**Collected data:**

________________________

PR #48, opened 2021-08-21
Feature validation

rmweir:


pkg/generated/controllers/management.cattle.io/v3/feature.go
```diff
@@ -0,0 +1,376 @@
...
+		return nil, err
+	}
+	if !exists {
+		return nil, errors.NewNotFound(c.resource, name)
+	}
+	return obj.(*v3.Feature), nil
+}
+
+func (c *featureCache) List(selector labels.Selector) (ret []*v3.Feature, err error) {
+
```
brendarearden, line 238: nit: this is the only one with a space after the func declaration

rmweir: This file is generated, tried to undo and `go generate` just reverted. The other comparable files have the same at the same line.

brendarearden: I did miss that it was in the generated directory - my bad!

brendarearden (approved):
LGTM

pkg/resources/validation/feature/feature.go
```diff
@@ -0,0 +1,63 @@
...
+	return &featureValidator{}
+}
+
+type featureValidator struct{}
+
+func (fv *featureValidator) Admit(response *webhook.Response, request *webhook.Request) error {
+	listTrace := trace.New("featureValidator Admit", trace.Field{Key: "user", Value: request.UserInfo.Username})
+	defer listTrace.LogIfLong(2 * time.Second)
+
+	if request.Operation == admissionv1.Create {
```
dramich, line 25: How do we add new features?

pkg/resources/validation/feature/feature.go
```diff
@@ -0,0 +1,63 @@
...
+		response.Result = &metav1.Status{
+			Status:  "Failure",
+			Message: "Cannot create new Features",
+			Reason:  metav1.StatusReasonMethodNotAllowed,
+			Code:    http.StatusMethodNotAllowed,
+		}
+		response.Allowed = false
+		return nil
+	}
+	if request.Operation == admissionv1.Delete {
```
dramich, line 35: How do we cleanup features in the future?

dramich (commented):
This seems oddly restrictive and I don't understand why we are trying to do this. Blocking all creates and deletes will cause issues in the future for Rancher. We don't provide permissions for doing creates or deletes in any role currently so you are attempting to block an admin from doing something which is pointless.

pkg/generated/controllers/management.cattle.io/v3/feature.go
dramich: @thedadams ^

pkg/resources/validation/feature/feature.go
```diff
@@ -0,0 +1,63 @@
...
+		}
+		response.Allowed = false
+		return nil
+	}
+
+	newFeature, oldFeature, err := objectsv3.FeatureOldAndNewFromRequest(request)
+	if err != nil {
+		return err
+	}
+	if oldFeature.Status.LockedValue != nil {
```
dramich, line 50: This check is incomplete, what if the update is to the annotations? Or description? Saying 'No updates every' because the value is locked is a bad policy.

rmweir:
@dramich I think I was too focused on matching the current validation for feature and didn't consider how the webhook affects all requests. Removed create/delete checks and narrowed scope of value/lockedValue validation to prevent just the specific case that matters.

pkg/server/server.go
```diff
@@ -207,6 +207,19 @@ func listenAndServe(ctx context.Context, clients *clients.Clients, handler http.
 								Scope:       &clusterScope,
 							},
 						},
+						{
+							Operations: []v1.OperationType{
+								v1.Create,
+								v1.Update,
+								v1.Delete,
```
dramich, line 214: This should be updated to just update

________________________

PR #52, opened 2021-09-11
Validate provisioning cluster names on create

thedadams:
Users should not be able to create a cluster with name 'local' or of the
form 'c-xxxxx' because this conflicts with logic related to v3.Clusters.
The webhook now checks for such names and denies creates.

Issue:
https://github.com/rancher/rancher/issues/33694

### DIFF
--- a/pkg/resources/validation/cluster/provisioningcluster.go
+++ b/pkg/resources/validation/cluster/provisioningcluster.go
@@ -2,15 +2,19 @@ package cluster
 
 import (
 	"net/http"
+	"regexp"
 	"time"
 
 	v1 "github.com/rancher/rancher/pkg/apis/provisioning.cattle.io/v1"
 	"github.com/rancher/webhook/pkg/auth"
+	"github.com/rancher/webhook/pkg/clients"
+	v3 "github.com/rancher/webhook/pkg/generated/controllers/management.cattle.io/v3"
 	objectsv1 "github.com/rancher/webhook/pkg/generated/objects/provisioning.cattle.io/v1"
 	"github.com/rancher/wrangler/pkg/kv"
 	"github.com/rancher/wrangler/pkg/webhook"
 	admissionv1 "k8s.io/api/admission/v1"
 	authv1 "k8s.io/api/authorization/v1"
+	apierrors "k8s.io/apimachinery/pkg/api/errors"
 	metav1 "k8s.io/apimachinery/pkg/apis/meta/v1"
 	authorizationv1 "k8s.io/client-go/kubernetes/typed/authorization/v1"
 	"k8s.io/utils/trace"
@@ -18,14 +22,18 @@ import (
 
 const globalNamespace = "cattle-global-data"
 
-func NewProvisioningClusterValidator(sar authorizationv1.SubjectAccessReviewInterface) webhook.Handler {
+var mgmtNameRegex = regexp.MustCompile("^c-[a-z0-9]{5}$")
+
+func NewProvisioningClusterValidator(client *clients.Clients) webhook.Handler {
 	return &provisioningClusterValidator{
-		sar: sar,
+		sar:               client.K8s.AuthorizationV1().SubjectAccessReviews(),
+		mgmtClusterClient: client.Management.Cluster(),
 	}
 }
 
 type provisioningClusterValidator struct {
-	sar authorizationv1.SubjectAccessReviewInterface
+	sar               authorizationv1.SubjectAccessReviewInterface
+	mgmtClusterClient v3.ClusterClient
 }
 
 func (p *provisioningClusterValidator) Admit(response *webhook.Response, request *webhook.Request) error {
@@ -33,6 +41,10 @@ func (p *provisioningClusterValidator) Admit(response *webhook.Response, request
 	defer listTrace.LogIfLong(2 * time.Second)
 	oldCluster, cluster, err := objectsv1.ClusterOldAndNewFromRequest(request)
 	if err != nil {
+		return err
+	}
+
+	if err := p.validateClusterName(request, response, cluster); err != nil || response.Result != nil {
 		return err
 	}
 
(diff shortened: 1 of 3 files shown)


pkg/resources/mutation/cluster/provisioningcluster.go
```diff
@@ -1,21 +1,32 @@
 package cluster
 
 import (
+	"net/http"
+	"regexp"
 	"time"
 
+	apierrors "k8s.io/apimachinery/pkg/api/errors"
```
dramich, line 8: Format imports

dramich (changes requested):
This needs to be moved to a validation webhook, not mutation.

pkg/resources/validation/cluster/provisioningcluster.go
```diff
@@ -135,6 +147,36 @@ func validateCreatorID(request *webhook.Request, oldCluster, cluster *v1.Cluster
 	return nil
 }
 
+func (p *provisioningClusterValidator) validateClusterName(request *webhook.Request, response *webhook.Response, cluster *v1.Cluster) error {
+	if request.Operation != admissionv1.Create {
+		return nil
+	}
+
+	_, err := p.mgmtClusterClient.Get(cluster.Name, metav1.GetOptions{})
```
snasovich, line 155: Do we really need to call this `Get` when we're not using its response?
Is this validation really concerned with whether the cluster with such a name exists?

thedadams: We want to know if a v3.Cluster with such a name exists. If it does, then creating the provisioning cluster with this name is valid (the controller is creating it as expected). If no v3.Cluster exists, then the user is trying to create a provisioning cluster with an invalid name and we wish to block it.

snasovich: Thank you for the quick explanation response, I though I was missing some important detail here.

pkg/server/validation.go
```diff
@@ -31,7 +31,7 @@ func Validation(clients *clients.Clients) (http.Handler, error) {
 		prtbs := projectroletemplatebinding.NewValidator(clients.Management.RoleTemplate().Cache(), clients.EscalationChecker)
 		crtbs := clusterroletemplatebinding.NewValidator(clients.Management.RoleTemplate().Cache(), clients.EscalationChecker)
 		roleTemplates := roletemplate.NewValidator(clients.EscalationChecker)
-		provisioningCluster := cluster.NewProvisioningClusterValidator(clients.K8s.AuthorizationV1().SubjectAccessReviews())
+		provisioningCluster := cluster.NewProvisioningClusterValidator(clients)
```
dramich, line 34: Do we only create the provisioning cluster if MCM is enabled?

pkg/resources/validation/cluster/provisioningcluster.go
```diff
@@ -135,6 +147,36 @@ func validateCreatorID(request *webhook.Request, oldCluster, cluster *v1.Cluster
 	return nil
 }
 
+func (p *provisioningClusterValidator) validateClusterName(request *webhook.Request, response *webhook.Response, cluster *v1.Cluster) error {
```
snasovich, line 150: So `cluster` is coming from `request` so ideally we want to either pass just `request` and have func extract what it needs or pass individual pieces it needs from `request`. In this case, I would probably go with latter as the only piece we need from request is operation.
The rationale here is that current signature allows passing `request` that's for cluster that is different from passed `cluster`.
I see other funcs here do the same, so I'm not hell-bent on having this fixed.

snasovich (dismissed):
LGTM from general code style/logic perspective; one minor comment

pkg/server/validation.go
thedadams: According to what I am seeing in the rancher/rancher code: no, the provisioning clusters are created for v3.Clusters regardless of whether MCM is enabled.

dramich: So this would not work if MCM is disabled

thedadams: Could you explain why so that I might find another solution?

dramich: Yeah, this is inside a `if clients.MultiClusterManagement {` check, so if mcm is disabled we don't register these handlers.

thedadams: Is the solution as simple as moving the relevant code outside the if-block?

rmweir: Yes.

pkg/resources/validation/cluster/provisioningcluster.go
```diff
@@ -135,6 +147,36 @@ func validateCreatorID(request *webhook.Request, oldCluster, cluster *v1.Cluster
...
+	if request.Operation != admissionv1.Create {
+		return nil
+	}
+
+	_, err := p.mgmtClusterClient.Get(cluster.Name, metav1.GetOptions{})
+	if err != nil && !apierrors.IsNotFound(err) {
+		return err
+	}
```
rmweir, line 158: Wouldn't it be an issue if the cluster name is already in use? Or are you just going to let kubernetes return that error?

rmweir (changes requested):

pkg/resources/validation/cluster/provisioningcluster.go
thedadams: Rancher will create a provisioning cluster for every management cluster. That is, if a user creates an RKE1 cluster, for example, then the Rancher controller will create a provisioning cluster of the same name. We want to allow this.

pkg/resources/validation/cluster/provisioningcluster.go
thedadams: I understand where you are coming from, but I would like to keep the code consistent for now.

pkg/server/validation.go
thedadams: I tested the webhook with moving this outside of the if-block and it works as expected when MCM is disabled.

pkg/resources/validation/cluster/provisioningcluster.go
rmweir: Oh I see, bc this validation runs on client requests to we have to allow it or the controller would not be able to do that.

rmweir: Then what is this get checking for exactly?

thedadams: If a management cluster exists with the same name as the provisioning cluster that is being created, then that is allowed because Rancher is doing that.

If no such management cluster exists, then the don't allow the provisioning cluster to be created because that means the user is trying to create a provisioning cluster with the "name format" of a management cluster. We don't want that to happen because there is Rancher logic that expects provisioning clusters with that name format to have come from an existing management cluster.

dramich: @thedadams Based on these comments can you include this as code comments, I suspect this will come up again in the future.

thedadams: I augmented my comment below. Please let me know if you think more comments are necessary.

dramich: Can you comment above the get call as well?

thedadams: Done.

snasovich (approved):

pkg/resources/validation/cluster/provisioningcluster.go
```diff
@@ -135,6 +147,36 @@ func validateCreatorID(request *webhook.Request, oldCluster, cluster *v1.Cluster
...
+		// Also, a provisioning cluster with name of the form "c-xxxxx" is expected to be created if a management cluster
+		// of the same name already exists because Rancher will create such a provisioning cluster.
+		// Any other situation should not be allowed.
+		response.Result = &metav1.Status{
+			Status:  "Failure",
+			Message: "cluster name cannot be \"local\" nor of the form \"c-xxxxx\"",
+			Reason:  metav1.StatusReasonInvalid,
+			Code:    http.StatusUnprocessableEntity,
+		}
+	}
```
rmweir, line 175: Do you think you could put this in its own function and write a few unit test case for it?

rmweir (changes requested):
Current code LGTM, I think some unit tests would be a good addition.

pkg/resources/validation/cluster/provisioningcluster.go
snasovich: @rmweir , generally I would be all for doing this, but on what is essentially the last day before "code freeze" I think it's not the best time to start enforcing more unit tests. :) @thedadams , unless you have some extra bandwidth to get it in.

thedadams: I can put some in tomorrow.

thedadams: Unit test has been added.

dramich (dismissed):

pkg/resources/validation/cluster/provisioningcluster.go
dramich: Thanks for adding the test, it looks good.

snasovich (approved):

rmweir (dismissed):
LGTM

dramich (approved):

________________________

**Your goal:** Where a line of the records above holds the word "every", copy that line.

**Result below:**
dramich, line 50: This check is incomplete, what if the update is to the annotations? Or description? Saying 'No updates every' because the value is locked is a bad policy.
thedadams: Rancher will create a provisioning cluster for every management cluster. That is, if a user creates an RKE1 cluster, for example, then the Rancher controller will create a provisioning cluster of the same name. We want to allow this.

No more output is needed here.